Segment Start: PROVIDED MATERIAL

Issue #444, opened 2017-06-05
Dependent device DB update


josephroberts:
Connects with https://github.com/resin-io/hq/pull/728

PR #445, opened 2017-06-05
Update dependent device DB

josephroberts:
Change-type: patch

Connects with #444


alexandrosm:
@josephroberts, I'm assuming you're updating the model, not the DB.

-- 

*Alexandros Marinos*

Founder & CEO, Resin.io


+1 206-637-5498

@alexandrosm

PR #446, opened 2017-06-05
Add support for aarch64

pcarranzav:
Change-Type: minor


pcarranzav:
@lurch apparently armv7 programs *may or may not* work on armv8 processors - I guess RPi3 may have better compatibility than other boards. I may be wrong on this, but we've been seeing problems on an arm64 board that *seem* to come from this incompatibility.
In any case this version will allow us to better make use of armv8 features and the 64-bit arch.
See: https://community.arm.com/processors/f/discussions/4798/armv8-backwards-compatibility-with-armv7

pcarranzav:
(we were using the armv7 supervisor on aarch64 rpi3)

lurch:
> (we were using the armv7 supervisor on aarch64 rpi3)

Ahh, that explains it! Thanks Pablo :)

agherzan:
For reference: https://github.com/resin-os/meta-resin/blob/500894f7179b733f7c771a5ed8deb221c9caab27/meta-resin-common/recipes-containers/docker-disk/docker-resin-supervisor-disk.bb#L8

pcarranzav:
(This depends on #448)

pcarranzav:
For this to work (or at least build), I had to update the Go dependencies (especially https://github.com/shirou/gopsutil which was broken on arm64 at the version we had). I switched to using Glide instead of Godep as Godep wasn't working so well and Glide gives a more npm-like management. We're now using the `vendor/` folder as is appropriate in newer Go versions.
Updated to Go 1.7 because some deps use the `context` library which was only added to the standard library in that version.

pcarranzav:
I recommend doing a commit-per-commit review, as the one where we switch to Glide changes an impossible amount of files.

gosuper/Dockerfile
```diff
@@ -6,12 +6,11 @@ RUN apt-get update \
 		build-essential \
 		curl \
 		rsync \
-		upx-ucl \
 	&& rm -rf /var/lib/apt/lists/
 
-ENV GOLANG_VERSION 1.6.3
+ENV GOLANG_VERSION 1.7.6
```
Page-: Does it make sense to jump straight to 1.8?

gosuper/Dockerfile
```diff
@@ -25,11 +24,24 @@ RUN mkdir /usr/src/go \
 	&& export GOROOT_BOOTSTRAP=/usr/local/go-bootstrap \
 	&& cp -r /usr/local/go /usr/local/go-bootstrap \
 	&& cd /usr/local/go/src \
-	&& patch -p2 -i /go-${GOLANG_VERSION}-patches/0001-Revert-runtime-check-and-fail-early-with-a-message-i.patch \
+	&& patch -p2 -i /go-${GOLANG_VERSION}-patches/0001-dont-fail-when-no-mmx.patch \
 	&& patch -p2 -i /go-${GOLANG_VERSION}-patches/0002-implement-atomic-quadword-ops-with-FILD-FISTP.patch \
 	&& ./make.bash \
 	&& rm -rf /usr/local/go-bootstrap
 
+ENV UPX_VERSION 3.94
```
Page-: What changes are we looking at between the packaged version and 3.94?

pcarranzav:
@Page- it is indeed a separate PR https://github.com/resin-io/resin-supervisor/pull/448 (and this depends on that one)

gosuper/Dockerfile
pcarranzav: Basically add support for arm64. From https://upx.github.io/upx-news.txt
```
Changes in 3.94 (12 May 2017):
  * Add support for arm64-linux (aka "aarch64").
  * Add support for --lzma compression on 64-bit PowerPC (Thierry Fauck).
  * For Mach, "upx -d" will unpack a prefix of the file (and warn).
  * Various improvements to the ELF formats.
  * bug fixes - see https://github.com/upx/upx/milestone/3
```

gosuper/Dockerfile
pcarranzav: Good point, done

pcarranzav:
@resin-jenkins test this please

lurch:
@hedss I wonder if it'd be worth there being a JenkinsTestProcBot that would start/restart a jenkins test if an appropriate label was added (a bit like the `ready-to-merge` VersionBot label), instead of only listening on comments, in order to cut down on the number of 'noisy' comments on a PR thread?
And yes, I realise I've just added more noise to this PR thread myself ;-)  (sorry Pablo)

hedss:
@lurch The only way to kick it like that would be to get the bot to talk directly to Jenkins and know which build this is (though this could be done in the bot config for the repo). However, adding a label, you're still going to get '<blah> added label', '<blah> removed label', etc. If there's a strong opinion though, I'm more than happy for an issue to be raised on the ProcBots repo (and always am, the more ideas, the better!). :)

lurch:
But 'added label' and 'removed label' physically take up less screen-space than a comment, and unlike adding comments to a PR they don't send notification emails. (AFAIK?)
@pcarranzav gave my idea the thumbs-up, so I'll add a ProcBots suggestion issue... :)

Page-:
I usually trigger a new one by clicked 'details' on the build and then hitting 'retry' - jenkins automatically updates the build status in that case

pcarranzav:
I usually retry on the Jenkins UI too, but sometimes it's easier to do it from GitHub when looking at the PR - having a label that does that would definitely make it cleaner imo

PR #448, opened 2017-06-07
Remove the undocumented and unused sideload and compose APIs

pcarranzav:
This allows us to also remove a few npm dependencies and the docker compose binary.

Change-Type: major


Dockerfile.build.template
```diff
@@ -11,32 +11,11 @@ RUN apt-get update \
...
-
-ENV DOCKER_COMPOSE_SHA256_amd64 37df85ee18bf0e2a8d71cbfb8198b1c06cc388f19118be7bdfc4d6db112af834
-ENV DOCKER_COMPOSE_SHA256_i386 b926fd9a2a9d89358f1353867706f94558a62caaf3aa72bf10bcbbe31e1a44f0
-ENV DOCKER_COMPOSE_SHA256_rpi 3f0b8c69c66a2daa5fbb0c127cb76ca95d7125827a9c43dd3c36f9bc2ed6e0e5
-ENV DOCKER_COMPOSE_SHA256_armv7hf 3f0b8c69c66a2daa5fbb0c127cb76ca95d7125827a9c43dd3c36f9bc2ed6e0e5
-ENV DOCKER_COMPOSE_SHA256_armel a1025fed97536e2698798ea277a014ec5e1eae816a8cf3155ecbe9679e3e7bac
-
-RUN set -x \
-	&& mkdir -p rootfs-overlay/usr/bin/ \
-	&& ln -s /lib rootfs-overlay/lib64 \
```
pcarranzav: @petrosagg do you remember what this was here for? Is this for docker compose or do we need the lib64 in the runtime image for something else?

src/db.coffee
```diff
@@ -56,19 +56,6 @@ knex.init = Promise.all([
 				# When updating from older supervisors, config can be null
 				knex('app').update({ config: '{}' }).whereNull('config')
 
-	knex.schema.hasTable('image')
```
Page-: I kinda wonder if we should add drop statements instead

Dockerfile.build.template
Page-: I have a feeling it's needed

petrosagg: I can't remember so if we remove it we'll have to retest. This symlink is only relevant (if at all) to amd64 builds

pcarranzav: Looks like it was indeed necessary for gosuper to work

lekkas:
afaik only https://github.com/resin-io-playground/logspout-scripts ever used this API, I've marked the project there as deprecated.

Segment End: PROVIDED MATERIAL

» WHAT NEEDS TO BE DONE: Determine which lines above include the word "Connects", and report those lines in full.

» FINISHED EXERCISE:
Connects with https://github.com/resin-io/hq/pull/728
Connects with #444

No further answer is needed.